*EXERCISE PROMPT*
From the entries below, please gather each line containing the string "canAccessKeychain".

*SOURCE DATA*
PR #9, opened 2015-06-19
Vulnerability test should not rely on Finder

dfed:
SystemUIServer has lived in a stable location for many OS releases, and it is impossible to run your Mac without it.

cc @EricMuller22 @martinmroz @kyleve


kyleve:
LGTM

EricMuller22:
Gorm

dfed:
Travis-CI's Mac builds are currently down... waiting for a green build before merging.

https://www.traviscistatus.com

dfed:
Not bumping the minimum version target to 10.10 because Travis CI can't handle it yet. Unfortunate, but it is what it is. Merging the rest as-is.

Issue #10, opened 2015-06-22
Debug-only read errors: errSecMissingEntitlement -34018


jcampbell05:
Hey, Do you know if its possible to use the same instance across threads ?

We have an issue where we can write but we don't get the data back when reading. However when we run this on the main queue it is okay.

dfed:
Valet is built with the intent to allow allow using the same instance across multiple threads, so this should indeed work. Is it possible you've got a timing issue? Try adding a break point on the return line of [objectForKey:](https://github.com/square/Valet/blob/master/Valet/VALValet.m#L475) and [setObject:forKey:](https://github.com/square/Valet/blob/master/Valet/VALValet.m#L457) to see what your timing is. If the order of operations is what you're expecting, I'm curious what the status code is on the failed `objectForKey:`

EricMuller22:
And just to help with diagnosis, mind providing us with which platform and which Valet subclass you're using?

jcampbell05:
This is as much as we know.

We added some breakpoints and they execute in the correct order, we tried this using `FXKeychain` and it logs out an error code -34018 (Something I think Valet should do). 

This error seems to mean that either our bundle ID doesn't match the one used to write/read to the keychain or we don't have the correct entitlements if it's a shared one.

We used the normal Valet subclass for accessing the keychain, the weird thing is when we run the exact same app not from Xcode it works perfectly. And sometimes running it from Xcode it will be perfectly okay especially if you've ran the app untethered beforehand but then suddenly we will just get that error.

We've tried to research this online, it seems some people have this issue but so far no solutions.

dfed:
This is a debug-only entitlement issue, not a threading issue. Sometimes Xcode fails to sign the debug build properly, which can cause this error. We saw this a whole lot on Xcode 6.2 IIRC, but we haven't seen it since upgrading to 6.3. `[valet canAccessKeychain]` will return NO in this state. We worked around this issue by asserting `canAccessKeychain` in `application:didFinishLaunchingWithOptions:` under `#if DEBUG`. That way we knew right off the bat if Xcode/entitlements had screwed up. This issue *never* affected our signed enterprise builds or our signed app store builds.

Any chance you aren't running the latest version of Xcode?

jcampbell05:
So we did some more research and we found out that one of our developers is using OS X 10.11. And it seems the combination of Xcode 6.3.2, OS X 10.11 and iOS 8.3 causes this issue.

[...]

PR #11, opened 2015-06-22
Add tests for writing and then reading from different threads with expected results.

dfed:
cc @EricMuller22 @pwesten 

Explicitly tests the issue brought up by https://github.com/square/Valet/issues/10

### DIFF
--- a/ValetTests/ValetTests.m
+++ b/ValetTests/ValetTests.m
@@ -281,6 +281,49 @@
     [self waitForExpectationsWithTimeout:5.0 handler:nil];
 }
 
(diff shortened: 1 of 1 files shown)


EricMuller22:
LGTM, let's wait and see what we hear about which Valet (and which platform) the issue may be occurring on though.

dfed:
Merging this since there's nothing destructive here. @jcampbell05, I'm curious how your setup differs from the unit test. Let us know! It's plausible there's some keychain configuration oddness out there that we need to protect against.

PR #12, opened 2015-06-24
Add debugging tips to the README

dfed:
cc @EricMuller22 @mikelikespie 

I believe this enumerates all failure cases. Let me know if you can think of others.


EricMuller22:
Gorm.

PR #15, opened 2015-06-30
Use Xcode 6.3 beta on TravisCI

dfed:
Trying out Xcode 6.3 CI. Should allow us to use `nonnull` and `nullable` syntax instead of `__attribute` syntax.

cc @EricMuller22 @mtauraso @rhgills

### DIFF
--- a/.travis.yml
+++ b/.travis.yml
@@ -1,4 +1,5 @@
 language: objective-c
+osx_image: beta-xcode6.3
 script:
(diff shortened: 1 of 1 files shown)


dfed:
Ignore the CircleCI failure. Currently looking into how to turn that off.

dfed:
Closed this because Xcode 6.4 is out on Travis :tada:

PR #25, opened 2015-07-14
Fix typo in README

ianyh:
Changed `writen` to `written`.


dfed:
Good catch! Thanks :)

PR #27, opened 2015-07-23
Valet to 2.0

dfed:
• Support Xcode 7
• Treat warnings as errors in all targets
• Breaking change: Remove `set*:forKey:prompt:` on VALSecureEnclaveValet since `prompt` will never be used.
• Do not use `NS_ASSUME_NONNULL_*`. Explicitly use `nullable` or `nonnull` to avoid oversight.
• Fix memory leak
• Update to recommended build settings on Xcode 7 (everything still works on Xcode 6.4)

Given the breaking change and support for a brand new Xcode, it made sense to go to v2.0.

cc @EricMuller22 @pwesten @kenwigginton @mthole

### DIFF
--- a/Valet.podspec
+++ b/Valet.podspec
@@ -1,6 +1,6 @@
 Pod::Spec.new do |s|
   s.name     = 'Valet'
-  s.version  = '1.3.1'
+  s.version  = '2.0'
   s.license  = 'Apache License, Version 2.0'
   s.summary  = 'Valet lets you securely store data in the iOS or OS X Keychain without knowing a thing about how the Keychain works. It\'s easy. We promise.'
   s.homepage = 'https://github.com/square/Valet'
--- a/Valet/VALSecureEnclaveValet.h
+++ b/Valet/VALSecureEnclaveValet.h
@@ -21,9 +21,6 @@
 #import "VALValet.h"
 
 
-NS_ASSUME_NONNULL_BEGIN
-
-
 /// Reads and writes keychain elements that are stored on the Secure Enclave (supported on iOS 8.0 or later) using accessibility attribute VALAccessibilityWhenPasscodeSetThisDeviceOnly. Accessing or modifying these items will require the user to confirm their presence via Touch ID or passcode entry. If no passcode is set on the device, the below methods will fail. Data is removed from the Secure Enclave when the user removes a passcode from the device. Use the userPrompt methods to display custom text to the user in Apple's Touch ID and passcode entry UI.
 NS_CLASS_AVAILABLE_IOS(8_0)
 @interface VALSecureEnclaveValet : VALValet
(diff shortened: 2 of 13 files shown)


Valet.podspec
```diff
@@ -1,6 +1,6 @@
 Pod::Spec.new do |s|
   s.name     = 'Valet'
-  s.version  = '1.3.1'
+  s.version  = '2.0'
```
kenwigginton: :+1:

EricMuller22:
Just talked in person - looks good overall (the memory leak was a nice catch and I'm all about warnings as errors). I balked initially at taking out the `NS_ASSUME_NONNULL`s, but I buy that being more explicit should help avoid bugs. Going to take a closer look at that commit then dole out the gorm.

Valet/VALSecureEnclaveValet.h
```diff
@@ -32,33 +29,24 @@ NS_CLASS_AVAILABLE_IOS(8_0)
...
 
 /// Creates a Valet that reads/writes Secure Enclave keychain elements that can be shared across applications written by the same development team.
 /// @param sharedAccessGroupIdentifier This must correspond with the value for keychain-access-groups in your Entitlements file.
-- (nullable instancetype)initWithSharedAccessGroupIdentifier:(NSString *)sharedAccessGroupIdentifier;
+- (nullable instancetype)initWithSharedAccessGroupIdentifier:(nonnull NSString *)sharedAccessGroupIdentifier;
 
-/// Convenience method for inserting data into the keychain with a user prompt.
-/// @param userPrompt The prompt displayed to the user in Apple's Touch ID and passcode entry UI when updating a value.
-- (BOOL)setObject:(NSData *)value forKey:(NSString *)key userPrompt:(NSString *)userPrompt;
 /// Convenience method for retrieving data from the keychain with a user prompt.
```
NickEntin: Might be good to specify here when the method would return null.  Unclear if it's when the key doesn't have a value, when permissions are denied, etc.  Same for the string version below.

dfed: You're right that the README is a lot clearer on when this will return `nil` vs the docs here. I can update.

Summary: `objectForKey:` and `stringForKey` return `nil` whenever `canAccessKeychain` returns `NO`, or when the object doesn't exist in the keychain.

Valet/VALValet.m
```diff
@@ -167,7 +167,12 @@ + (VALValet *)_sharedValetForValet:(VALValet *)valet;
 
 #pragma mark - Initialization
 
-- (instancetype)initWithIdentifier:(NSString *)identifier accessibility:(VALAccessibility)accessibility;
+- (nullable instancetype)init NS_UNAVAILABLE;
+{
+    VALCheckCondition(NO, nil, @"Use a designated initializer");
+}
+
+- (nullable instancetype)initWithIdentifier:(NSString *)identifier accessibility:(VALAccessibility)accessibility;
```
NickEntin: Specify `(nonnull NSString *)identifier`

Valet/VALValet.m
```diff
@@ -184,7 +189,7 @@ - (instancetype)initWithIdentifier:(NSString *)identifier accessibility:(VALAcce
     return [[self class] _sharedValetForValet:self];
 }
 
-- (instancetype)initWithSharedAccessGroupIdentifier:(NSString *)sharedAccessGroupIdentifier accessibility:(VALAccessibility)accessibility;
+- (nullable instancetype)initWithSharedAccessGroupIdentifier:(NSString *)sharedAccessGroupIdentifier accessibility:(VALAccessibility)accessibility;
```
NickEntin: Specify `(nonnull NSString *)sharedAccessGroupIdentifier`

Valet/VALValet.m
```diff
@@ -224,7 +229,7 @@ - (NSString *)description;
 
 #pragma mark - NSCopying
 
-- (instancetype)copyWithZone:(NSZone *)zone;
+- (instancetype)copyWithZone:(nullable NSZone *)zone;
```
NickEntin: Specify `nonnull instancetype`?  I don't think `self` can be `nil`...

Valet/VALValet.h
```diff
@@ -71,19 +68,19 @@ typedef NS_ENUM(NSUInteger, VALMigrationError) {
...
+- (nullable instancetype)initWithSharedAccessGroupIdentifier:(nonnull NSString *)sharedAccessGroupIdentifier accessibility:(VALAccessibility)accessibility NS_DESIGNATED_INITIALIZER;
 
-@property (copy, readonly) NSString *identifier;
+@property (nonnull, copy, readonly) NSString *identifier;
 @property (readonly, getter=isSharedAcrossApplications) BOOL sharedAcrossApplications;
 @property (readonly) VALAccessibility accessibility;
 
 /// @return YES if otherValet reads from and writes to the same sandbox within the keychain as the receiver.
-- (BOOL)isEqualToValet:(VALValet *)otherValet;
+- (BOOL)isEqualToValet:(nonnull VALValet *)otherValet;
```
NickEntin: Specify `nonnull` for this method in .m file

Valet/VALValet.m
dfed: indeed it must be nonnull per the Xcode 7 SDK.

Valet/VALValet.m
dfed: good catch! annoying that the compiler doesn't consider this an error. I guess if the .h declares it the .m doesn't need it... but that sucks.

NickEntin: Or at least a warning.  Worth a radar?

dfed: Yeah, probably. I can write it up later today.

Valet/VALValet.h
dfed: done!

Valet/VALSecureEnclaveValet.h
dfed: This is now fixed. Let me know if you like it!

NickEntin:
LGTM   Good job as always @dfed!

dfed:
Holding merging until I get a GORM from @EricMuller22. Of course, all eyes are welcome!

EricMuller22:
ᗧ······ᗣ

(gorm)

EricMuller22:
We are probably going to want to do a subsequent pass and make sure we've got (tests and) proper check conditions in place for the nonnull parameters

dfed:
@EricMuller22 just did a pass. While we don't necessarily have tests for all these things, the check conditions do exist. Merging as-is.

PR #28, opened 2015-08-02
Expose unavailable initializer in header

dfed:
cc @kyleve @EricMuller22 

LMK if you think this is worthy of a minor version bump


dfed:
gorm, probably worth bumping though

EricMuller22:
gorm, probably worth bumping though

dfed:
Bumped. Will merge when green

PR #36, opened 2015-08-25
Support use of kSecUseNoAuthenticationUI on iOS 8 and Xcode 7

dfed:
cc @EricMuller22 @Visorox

*EXERCISE OUTPUT*
This is a debug-only entitlement issue, not a threading issue. Sometimes Xcode fails to sign the debug build properly, which can cause this error. We saw this a whole lot on Xcode 6.2 IIRC, but we haven't seen it since upgrading to 6.3. `[valet canAccessKeychain]` will return NO in this state. We worked around this issue by asserting `canAccessKeychain` in `application:didFinishLaunchingWithOptions:` under `#if DEBUG`. That way we knew right off the bat if Xcode/entitlements had screwed up. This issue *never* affected our signed enterprise builds or our signed app store builds.
Summary: `objectForKey:` and `stringForKey` return `nil` whenever `canAccessKeychain` returns `NO`, or when the object doesn't exist in the keychain.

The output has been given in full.